Seriously, it depends on the specific circumstances.


----------



## BuzzKill (Oct 27, 2008)

yes sir, Nola, 2005 NEC 300.3(c)(1):thumbup:


----------



## NolaTigaBait (Oct 19, 2008)

JohnJ0906 said:


> Absolutely maybe.
> 
> 
> Seriously, it depends on the specific circumstances.


i was curious, it would be for the control wiring for a generator...


----------



## NolaTigaBait (Oct 19, 2008)

BuzzKill said:


> yes sir, Nola, 2005 NEC 300.3(c)(1):thumbup:


It says: "all conductors shall have an insulation rating equal to at least the max. circuit voltage applied to any conductor within the enclosure , cable, r raceway"....

does this mean 150v insulation would be ok to run with 600v insulation as long as the voltage rating does not exceed 150volts on any one conductor?


----------



## BuzzKill (Oct 27, 2008)

from the sounds of the article, all your conductors should have an isulation rating that matches the maximum voltage of any of the conductors in the pipe, etc...so yeah, you are right, it's cool.


----------



## Zog (Apr 15, 2009)

NolaTigaBait said:


> If the voltage rating is the same (600v), can i run low and high voltage in the same conduit?

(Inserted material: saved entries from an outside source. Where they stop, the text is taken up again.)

PR #3945, opened 2026-06-24
Make the `wp studio get-site-icon` command runtime-agnostic

fredrikekelund:
## Related issues

- Fixes STU-1886

## How AI was used in this PR

N/A

## Proposed Changes

The new agentic UI fetches the WordPress site icon (if there is one) by calling the custom `studio get-site-icon` WP-CLI command. This command is supposed to return a relative path to the site icon, but it implicitly assumes a Playground PHP runtime by always looking for `/wordpress` at the start of the site icon path. This breaks the logic for native PHP sites, where the site path is not virtualized.

This PR fixes the problem by stripping `ABSPATH` from the start of the site icon path, rather than `/wordpress`.

## Testing Instructions

1. Have a site with a site icon that uses the native PHP runtime
2. Stop Studio
3. Delete `wp-content/mu-plugins/99-studio-loader.php` for that site
4. Run `ENABLE_AGENTIC_UI=true npm start`
5. Ensure that the site icon shows up in the sidebar

## Pre-merge Checklist

### DIFF
--- a/tools/common/lib/mu-plugins.ts
+++ b/tools/common/lib/mu-plugins.ts
@@ -497,10 +497,14 @@ function getStandardMuPlugins( options: MuPluginOptions ): MuPlugin[] {
 				return;
 			}
 
-			// get_attached_file() returns paths rooted at /wordpress
-			// (Studio's PHP-runtime mount point). Strip the leading
-			// /wordpress so the host can resolve against the site dir.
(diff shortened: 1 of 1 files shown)


epeicher (approved):
Thanks @fredrikekelund! I have tested it, and I can see the site icon now. LGTM!

|Before | After|
|-------|------|
| Image| Image|

PR #3948, opened 2026-06-24
Ensure that we display an appropriate error message for when there is .maintenance file

katinthehatsite:
## Related issues

Fixes STU-1847

## How AI was used in this PR

It was used to implement the solution.

## Proposed Changes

What do you consider high voltage? IEEE defines high voltage cable as 69,001V-230,000V.


----------



## BuzzKill (Oct 27, 2008)

I'm guessing 277v?


----------



## macmikeman (Jan 23, 2007)

Except... if that raceway heads out to a pool and there are gfi protected conductors mixed with other conductors, then nope then couldn't do it regardless of insulation. There are plenty of other cases like this. Class 1 and Class 2+3 situations come to mind.


----------



## redbeard43 (Mar 20, 2009)

sure, as long as it is 120 and above. t-stat wires are not alowed in with the electrical. Control wires are ok. 120 and 277 ok only if you provide the correct colors for hot and neutral. Ive had a gutter above panels before and it worked out better if the 277/480 and the GFCI outlet was in the same conduit, saved pipe running compared to a little wire


----------



## mattsilkwood (Sep 21, 2008)

redbeard43 said:


> sure, as long as it is 120 and above. t-stat wires are not alowed in with the electrical. Control wires are ok. 120 and 277 ok only if you provide the correct colors for hot and neutral. Ive had a gutter above panels before and it worked out better if the 277/480 and the GFCI outlet was in the same conduit, saved pipe running compared to a little wire


 it doesnt have to be 120v and above, you can run 24v in there to if you want. you can run 4-20ma in the same pipe if your cable has the right voltage rating but i wouldnt recomend it.
t-stat wire doesnt have the voltage rating needed.


----------



## NolaTigaBait (Oct 19, 2008)

mattsilkwood said:


> it doesnt have to be 120v and above, you can run 24v in there to if you want. you can run 4-20ma in the same pipe if your cable has the right voltage rating but i wouldnt recomend it.
> t-stat wire doesnt have the voltage rating needed.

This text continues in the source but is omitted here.